--- START ---
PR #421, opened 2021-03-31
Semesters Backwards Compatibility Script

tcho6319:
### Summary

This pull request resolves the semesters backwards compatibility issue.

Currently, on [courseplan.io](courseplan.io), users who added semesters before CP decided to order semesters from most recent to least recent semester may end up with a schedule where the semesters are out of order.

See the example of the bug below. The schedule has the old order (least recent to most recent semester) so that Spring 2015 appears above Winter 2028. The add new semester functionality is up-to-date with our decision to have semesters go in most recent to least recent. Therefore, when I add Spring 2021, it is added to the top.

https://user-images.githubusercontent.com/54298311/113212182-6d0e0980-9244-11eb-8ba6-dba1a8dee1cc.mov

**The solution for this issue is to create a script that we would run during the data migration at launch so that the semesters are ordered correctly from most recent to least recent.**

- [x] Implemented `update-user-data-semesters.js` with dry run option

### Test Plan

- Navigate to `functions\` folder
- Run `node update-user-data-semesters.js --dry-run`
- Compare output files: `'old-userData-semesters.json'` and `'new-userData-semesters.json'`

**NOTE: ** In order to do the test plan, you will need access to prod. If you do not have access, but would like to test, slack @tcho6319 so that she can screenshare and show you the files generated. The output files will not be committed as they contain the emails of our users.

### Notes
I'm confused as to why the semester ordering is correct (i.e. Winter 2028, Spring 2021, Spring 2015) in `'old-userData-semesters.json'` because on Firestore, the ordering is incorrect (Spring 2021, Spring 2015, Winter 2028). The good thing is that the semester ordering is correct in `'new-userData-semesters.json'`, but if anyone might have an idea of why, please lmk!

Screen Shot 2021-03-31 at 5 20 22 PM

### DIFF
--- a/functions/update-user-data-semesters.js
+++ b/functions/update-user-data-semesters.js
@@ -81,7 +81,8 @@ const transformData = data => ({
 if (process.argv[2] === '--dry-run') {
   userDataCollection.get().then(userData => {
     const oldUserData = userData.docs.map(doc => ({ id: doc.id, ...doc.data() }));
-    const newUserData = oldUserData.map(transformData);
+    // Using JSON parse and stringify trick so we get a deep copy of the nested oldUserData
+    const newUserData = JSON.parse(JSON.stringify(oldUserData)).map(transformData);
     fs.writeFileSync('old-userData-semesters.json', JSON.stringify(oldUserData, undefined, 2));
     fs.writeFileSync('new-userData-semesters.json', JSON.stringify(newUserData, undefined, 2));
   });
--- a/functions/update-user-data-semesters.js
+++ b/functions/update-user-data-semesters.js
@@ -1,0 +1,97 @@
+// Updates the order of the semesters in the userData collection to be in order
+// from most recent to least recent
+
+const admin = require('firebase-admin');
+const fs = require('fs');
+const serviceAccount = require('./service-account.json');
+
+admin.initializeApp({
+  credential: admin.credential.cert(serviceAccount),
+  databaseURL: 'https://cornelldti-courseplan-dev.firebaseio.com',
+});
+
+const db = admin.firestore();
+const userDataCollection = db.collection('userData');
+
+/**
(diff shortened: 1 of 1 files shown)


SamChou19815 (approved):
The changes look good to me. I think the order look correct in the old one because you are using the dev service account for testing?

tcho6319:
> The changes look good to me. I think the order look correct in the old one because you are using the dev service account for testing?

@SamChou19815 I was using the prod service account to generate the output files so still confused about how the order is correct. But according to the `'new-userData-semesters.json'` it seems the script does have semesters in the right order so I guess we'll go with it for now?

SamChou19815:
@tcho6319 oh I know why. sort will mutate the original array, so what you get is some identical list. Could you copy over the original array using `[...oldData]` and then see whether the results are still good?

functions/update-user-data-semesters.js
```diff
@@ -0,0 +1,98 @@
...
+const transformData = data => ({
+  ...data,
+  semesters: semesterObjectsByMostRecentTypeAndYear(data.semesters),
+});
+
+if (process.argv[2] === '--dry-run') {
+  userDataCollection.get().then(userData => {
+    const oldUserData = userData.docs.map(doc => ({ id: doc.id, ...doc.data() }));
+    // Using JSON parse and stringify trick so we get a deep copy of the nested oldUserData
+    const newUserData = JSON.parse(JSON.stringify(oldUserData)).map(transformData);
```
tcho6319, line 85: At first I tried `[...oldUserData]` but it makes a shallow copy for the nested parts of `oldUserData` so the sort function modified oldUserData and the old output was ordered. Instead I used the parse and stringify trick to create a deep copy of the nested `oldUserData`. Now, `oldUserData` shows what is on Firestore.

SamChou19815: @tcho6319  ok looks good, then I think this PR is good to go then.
--- END ---
**Directions**
Copy every line above exactly.

**The answer**
PR #421, opened 2021-03-31
Semesters Backwards Compatibility Script

tcho6319:
### Summary

This pull request resolves the semesters backwards compatibility issue.

Currently, on [courseplan.io](courseplan.io), users who added semesters before CP decided to order semesters from most recent to least recent semester may end up with a schedule where the semesters are out of order.

See the example of the bug below. The schedule has the old order (least recent to most recent semester) so that Spring 2015 appears above Winter 2028. The add new semester functionality is up-to-date with our decision to have semesters go in most recent to least recent. Therefore, when I add Spring 2021, it is added to the top.

https://user-images.githubusercontent.com/54298311/113212182-6d0e0980-9244-11eb-8ba6-dba1a8dee1cc.mov

**The solution for this issue is to create a script that we would run during the data migration at launch so that the semesters are ordered correctly from most recent to least recent.**

- [x] Implemented `update-user-data-semesters.js` with dry run option

### Test Plan

- Navigate to `functions\` folder
- Run `node update-user-data-semesters.js --dry-run`
- Compare output files: `'old-userData-semesters.json'` and `'new-userData-semesters.json'`

**NOTE: ** In order to do the test plan, you will need access to prod. If you do not have access, but would like to test, slack @tcho6319 so that she can screenshare and show you the files generated. The output files will not be committed as they contain the emails of our users.

### Notes
I'm confused as to why the semester ordering is correct (i.e. Winter 2028, Spring 2021, Spring 2015) in `'old-userData-semesters.json'` because on Firestore, the ordering is incorrect (Spring 2021, Spring 2015, Winter 2028). The good thing is that the semester ordering is correct in `'new-userData-semesters.json'`, but if anyone might have an idea of why, please lmk!

Screen Shot 2021-03-31 at 5 20 22 PM

### DIFF
--- a/functions/update-user-data-semesters.js
+++ b/functions/update-user-data-semesters.js
@@ -81,7 +81,8 @@ const transformData = data => ({
 if (process.argv[2] === '--dry-run') {
   userDataCollection.get().then(userData => {
     const oldUserData = userData.docs.map(doc => ({ id: doc.id, ...doc.data() }));
-    const newUserData = oldUserData.map(transformData);
+    // Using JSON parse and stringify trick so we get a deep copy of the nested oldUserData
+    const newUserData = JSON.parse(JSON.stringify(oldUserData)).map(transformData);
     fs.writeFileSync('old-userData-semesters.json', JSON.stringify(oldUserData, undefined, 2));
     fs.writeFileSync('new-userData-semesters.json', JSON.stringify(newUserData, undefined, 2));
   });
--- a/functions/update-user-data-semesters.js
+++ b/functions/update-user-data-semesters.js
@@ -1,0 +1,97 @@
+// Updates the order of the semesters in the userData collection to be in order
+// from most recent to least recent
+
+const admin = require('firebase-admin');
+const fs = require('fs');
+const serviceAccount = require('./service-account.json');
+
+admin.initializeApp({
+  credential: admin.credential.cert(serviceAccount),
+  databaseURL: 'https://cornelldti-courseplan-dev.firebaseio.com',
+});
+
+const db = admin.firestore();
+const userDataCollection = db.collection('userData');
+
+/**
(diff shortened: 1 of 1 files shown)


SamChou19815 (approved):
The changes look good to me. I think the order look correct in the old one because you are using the dev service account for testing?

tcho6319:
> The changes look good to me. I think the order look correct in the old one because you are using the dev service account for testing?

@SamChou19815 I was using the prod service account to generate the output files so still confused about how the order is correct. But according to the `'new-userData-semesters.json'` it seems the script does have semesters in the right order so I guess we'll go with it for now?

SamChou19815:
@tcho6319 oh I know why. sort will mutate the original array, so what you get is some identical list. Could you copy over the original array using `[...oldData]` and then see whether the results are still good?

functions/update-user-data-semesters.js
```diff
@@ -0,0 +1,98 @@
...
+const transformData = data => ({
+  ...data,
+  semesters: semesterObjectsByMostRecentTypeAndYear(data.semesters),
+});
+
+if (process.argv[2] === '--dry-run') {
+  userDataCollection.get().then(userData => {
+    const oldUserData = userData.docs.map(doc => ({ id: doc.id, ...doc.data() }));
+    // Using JSON parse and stringify trick so we get a deep copy of the nested oldUserData
+    const newUserData = JSON.parse(JSON.stringify(oldUserData)).map(transformData);
```
tcho6319, line 85: At first I tried `[...oldUserData]` but it makes a shallow copy for the nested parts of `oldUserData` so the sort function modified oldUserData and the old output was ordered. Instead I used the parse and stringify trick to create a deep copy of the nested `oldUserData`. Now, `oldUserData` shows what is on Firestore.

SamChou19815: @tcho6319  ok looks good, then I think this PR is good to go then.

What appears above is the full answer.